▸ Exercise instructions
Search the entries below for the word "className", then copy each line in which it is found.

────────

PR #4928, opened 2018-09-20
Fix #4748, add channel column to shot uploads

### LINKED ISSUE #4748: Track channel and user agent in logins

ianb:


webextension/background/takeshot.js
```diff
@@ -55,7 +55,12 @@ this.takeshot = (function() {
       } else {
         shot.thumbnail = thumbnailImage;
       }
-    }).then(() => {
+      if (browser.experiments && browser.experiments.screenshots && browser.experiments.screenshots.getUpdateChannel) {
+        return browser.experiments.screenshots.getUpdateChannel();
+      }
+      return Promise.resolve(null);
```
6a68: You don't need the object property guard stuff or the null return option. The API has already landed in master, and it's already used [elsewhere in the addon](https://github.com/mozilla-services/screenshots/blob/981d57403b1cc5c7f54fb6c890999a6cdd219e9d/webextension/background/selectorLoader.js#L95). You can assume it exists, call it, and return the value

ianb: I've occasionally seen problems loading the experiment in Side View, so I wanted to be careful not to break anyone's experience if that happened. But... this is fine too.

Issue #4323, opened 2018-04-10
Upgrade fluent and fluent-react


chenba:
This is a follow-up to #4280.  Upgrading these modules cause runtime errors.  Code changes are most likely necessary.

wresuolc:
Moving into stretch until the fix above is done

chenba:
Fluent 0.8.0 has this workaround: https://github.com/projectfluent/fluent.js/wiki/React-Overlays#custom-markup-parsers

chenba:
Fixed in #4935

PR #4935, opened 2018-09-21
Upgrade to fluent 0.8.0, fluent-react 0.8.1

stasm:


chenba:
Works great. 🍻  Fixes #4323.

server/src/pages/shot/shotpage-header.js
```diff
@@ -31,7 +31,7 @@ exports.ShotPageHeader = class ShotPageHeader extends React.Component {
       );
     }
     return (
-      <Localized id="shotPageAllShotsButton">
+      <Localized id="shotPageAllShotsButton" attrs={{title: true}}>
         <a className="nav-button icon-shots" href="/shots" tabIndex="0" title="All Shots">
           <Localized id="shotPageAllShots">
             <span>All Shots</span>
```
6a68: Missed one spot here: see `expirationSubtitle` in the `renderShotInfo()` method at line 52 of this file. Currently, instead of rendering the shot expiration component, I just see the string 'timediff':

image

Should look something like this:

image

stasm: Thanks for catching it. I was able to run the addon locally which allowed me to fix this.

stasm:
Thanks for the reviews, @flodolo and @6a68! I updated the PR and rebased it on top of the current master.

In order to fix the `timediff` issue I had to make changes to a few strings. The reason why it didn't display properly was that the `$timediff` variable was an instance of a React element. Passing React elements as arguments to translations used to work in `fluent-react` 0.4. Starting with `fluent-react` 0.6.0 this feature [has been removed](https://github.com/projectfluent/fluent.js/blob/master/fluent-react/CHANGELOG.md#dont-pass-elements-as-arguments) in favor of so-called [overlays](https://github.com/projectfluent/fluent.js/wiki/React-Overlays). In short, `<Localized>` can take other React elements as props. If an HTML element of the same name is then found in the translation, the element passed as prop is inserted into the translation (keeping its props) and its children are set to the text content of the element found in the translation.

In the updated version of the PR, I take advantage of this new feature to fix the `timediff` issue as well as to improve the localization of the `<p>` found in `AdBanner`. This follows a good practice of leaving all concatenation and interpolation to the localizers.

```properties
# Fluent code
bannerUpsell = {gScreenshotsDescription} <a>Get Firefox now</a>
```

```js
// React code
const upsellLink = <a className="upsellLink" href="…" onClick={…}></a>;
bannerContent = <Localized id="bannerUpsell" a={upsellLink}><p></p></Localized>;
```

Ideally, we'd use the same pattern in the expiration messages and inline the `timeDiff*Ago` and `timeDiffFuture*` strings into them. [Some redundancy is good for l10n](https://github.com/projectfluent/fluent/wiki/Good-Practices-for-Developers#prefer-redundancy-over-being-smart). However, this approach would require the expiration strings to have nested branches: one level for units (minutes, hours, days) and then another one for the plural category based on the number. While this is well supported by Fluent, Pontoon doesn't have a good UI for such strings yet. I consulted with @flodolo and we agreed that it would be best to keep the current approach for now. That is, continue to translate `<TimeDiff>` components independently and then pass them into other strings as props for interpolation.

stasm:
@flodolo LGTM, thanks. I pushed a tiny update to the PR to include the closing `</timediff>` tag in FTL comments. This makes the en-US files consistent with the output of your script.

6a68:
When rebasing, note that #4947 just added a new string

flodolo:
@stasm 
Do you have a chance to rebase this today? I'll be on PTO Thursday to Sunday, and I'd like to get this out today, given the amount of moving pieces (and pending PRs with strings).

stasm:
@flodolo I'm on it. I'd like to land this today as well.

stasm:
I rebased the PR. It's now ready to merge.

stasm:
Note the developers: Now that Screenshots uses `fluent-react` 0.8.1, please remember to [use the `attrs` prop](https://github.com/projectfluent/fluent.js/wiki/Localized) in `Localized` components which need to translate a prop, like `title`, `alt` and `placeholder`.

chenba:
Thanks, guys!

Issue #4804, opened 2018-08-22
Upgrade to Node.js 10.x


chenba:
Node.js 10 will enter into LTS in October 2018.  We should consider upgrading then.  It would also give us NPM 6.x.

chenba:
[This line](https://github.com/mozilla-services/screenshots/pull/4948/files#diff-1d37e48f9ceff6d8030570cd36286a61R66) can be removed once the CircleCI config is updated to use Node 10.

ianb:
This issue is being closed (without being fixed) because [we are discontinuing the Screenshots server](https://blog.mozilla.org/futurereleases/2019/01/24/clarifying-the-future-of-firefox-screenshots/).

PR #4948, opened 2018-09-24
Fix npm audit fail issue 4803

### LINKED ISSUE #4803: Make npm audit fail the tests
In #4617 (specifically a5935e1ea126007c22c68fb9bf7908f62111c8ab) we added npm audit and removed nsp (per #4704). But npm audit is run like `npm audit || true`, as we have failures we can't reasonably fix. We should reenable it as something that can make the CI tests fail.

I personally would propose we use `npm audit --json | ./bin/some_ignoring_script` where write `some_ignoring_script` to parse the JSON and ignore some packages we don't care to fix. E.g., `jpm` has a dependency (`open`) with a "critical error" that I feel confident we can ignore (because it is only used in our build system, never with untrusted input).

g-k:
Assuming no new insecure deps, this should fix #4803 (for CI at least).


6a68:
> Sorry about all the spam in #screenshots on irc.

I'll take free help + irc spam any time you have spare cycles ^_^

chenba:
The npm version required is a problem locally until #4804 is fixed.  (Or we could document that as a requirement for the project).

g-k:
OK made some changes:

* added mac support in https://github.com/mozilla-services/audit-filter/issues/3
* stripped the binaries; makes them almost 10x smaller
* moved the shell script into git (in `example/bin`) https://github.com/mozilla-services/audit-filter/#install and pulled in the rustup arch detection

Haven't tested this PR on OSX (have tested audit-filer), but try running: `CI=1 npm run-script lint:deps`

────────

▸ Answer below
         <a className="nav-button icon-shots" href="/shots" tabIndex="0" title="All Shots">
const upsellLink = <a className="upsellLink" href="…" onClick={…}></a>;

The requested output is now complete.